$F_1 \cap F_2$ are vectors that satisfy both conditions (and you can start with the original conditions), so a vector lies in $F_1 \cap F_2$ iff $x=-y$ and $x+z = y$. The first one is equivalent to the condition $x=-y$ and you can use this fact in the second equation, so $-y+z=y$, which is equivalent to $z=2y$. Such vectors are then in the form $(a,-b,2b)$ for $a,b\in\mathbb{R}$. (Note that this reasoning works for general sets as well, you don't need vector spaces.)
The sum would be easier could you handle with bases and so on, but still we make it:
Let us claim, that the sum is the whole space; let's see that we can write any vector $v=(x,y,z)$ as a sum of vectors from $F_1$ and $F_2$ by step-by-step approximations.

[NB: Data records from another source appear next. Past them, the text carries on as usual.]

PR #11267, opened 2019-08-01
fix(log): show bind parameters in logs instead of placeholders

supperchong:
Closes #[11151](https://github.com/sequelize/sequelize/issues/11151)
Closes #[10067](https://github.com/sequelize/sequelize/issues/10067)
### Pull Request check-list


papb:
Hi @supperchong, thank you very much once again. I see you are still adding commits, so when you think this is ready please comment here to make it clear, so maintainers can look.

supperchong:
@papb soga~It's ok.

lib/dialects/abstract/query.js
```diff
@@ -324,14 +324,22 @@ class AbstractQuery {
...
     const { connection, options } = this;
     const benchmark = this.sequelize.options.benchmark || options.benchmark;
     const startTime = Date.now();
-    const fmt = `(${connection.uuid || 'default'}): ${sql}`;
+    let logParameter='';
+    if (!sql.endsWith(';')) {
+      logParameter=';';
+    }
+    if (parameters) {
+      logParameter+=JSON.stringify(parameters);
```
sushantdhiman: As I said in comments below, we want one standard style for appending `parameters` after SQL. I think comma separated values works best.

Also please use space before/after `=` :)

supperchong: Thanks a lot. The parameters are object for mssql and sqlite. Should remain them in log ?
like
```js
INSERT INTO `Users` (`id`,`username`,`emailAddress`) VALUES (NULL,$1,$2);{"$1":"john","$2":"john@gmail.com"}
```
and 
```js
INSERT INTO `Users` (`id`,`username`,`emailAddress`) VALUES (NULL,$one,$two);{"$one":"john","$two":"john@gmail.com"}
```

sushantdhiman: No they should be appended as array to final sql. Like `SQL SQL SQL; value1, value2, value3`. You will have to convert object to array in `_logQuery` function

supperchong: @sushantdhiman So the append values have the same order and  repeat with placeholders ?

sushantdhiman: Hmm object property ordering could be an issue, when it is an array append it, when it is an object stringify it.

I think we might want to hide this behind extra flag like `sequelize.options.loggingParameters= false`

supperchong: I have a question. Single quotes in PostgreSQL are used to create a text string, so should we convert string to single quotes for postgreSQL?
eg. 
```js
INSERT INTO "users" ("id","name") VALUES (DEFAULT,$1) RETURNING *; 'john'
```
In my opinion, sometimes the parameters will handle again by Individual module . For example postgres use [pg](https://github.com/brianc/node-postgres) .
So we remain what we send to this module. Just  as
```js
   //_logQuery.js
    if (!sql.endsWith(';')) {
      logParameter=';';
    }
    if (parameters) {
      if (Array.isArray(parameters)) {
        logParameter = logParameter+' '+parameters.map(p=>JSON.stringify(p)).join(', ')
      } else {
        logParameter += JSON.stringify(parameters);
      }
    }
```
Is this ok?

sushantdhiman: These queries are only being logged and there no way you can actually execute what we log `SQL; parameters` is just for our logging purposes. There is no need to quote parameter strings in any particular style when logging then

supperchong: I agree with you .But 
```js
sequelize.query(`select $1 as foo,$2 as bar`, { bind: ['foo, bar','bar'])
```
If we don't quote strings ,It would be 
```
select $1 as foo,$2 as bar; foo, bar, bar
```

sushantdhiman: Right, this is getting complicated (i thought we could just append them). There are our issues so far

1. We don't have same format for all dialects, due to object vs array

Possible Sol: I think bindParam is just an array, we should be able to get array of parameters for all cases. Perhaps check `options.bindParams` if that is available in context.

2. String should be properly quoted, so they don't lose their semantics in relation for bounded variables.

Possible Sol: JSON.stringify seems like a good idea for that

3. There are buffers types, do we want to print them all out. That result in significant noise in logs

Possible Sol: filter object or array for buffer representation or hexified data and omit that before json stringify

Don't need to worry too much about (3) now, but we will tackle that at the end of this PR. Let's start with (1) and (2) first

lib/dialects/sqlite/query.js
```diff
@@ -221,13 +221,16 @@ class Query extends AbstractQuery {
     const conn = this.connection;
```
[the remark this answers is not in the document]
supperchong: These changes is necessary. When method is 'exec', the sql will be formated and does't contain `$ | ?` , but parameters is not undefined.

lib/dialects/abstract/query.js
supperchong: 1 and 2 is ok. Please check it. Furthermore, although `options.bindParams` is an array, but sql may contain `$one` etc.

lib/dialects/sqlite/query.js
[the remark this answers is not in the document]
sushantdhiman: Can't we handle undefined parameters at `_logQuery`?

lib/dialects/abstract/query.js
sushantdhiman: No problem, at-least all bounded variables will be logged in same format by using parameters from `options.bindParams`

lib/dialects/sqlite/query.js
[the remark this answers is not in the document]
supperchong: emmm ,for example
```js
run(sql, parameters) {
    const conn = this.connection;
    this.sql = sql;
    const method = this.getDatabaseMethod();
    let complete;
    if (method === 'exec') { 
      console.log('prevSql', sql); 
//INSERT OR IGNORE INTO `Users` (`username`,`mood`) VALUES ($1,$2);
      // exec does not support bind parameter
      sql = AbstractQuery.formatBindParameters(sql, this.options.bind, this.options.dialect || 'sqlite', { skipUnescape: true })[0];
      this.sql = sql;
      console.log('parameters', parameters); 
//{ '$1': 'Toni', '$2': 'happy' }  
      console.log('sql', sql); 
//INSERT OR IGNORE INTO `Users` (`username`,`mood`,`createdAt`,`updatedAt`) VALUES ('Toni','happy'); )
      complete = this._logQuery(sql, debug);
    } else {
      complete = this._logQuery(sql, debug, parameters);
    }
   ```

File: lib/dialects/abstract/query.js (hunk 1 above)
Comment (supperchong) [reply lib/dialects/abstract/query.js]: Yeah, i know, i will modify it.

File: lib/dialects/sqlite/query.js (hunk 2 above)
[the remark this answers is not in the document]
Comment (sushantdhiman) [reply lib/dialects/sqlite/query.js]: Ah understood, keep these changes then

File: lib/dialects/abstract/query.js (hunk 1 above)
Comment (supperchong) [reply lib/dialects/abstract/query.js]: `options.bind`?

Comment (supperchong) [reply lib/dialects/abstract/query.js]: There is not `options.bindParams` , `options.bind` and `options.replacements` may be object.

**Comment by papb** [comment]
Hi @supperchong, is this ready in your opinion? Or are you still working on this?

**Comment by supperchong** [comment]
@papb Hi, I hope to resolve this problem. I'm waiting for  @sushantdhiman to reply.

**Comment by sushantdhiman** [comment]
@supperchong Hide this feature behind a config flag, like `sequelize.config.logQueryParameters`, otherwise LGTM

**Comment by supperchong** [comment]
@sushantdhiman @papb Thanks for your advise. I add logQueryParameters options, is this ok?

**Comment by superlbr** [comment]
not convenient to rerun sql...

**Comment by papb** [comment]
@superlbr What do you mean? Can you be more specific?

**Comment by superlbr** [comment]
@papb  sql in error is different
before:
```
original: {
  "code":"ER_DATA_TOO_LONG",
  "sql":"INSERT INTO `crm_member` (`id`,`road_name`) VALUES (DEFAULT,'xxx');"
}
```
after:
```
original: {
  "code":"ER_DATA_TOO_LONG",
  "sql":"INSERT INTO `crm_member` (`id`,`road_name`) VALUES (DEFAULT,?);"
  "parameters": [DEFAULT, 'xxx']
}
```

papb:
Hmm, I'd say the new way is better though :grimacing: you can even rerun the query with bind parameters now, it has much better security!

Take the vector $v_1=(x,-x, z)$, which lies in $F_1$, then $v-v_1 = (0,y-x,0)$, so it remains to decompose this 'remainder'. From $F_2$ the best one can take is $v_2=(0,y-x,y-x)$, so now we have to approximate $v-v_1-v_2 = (0,0,x-y) =: v_3$ which, however, lies in $F_1$. So $v=v_1+v_2+v_3$, $v_1+v_3\in F_1$, $v_2\in F_2$ and we're done.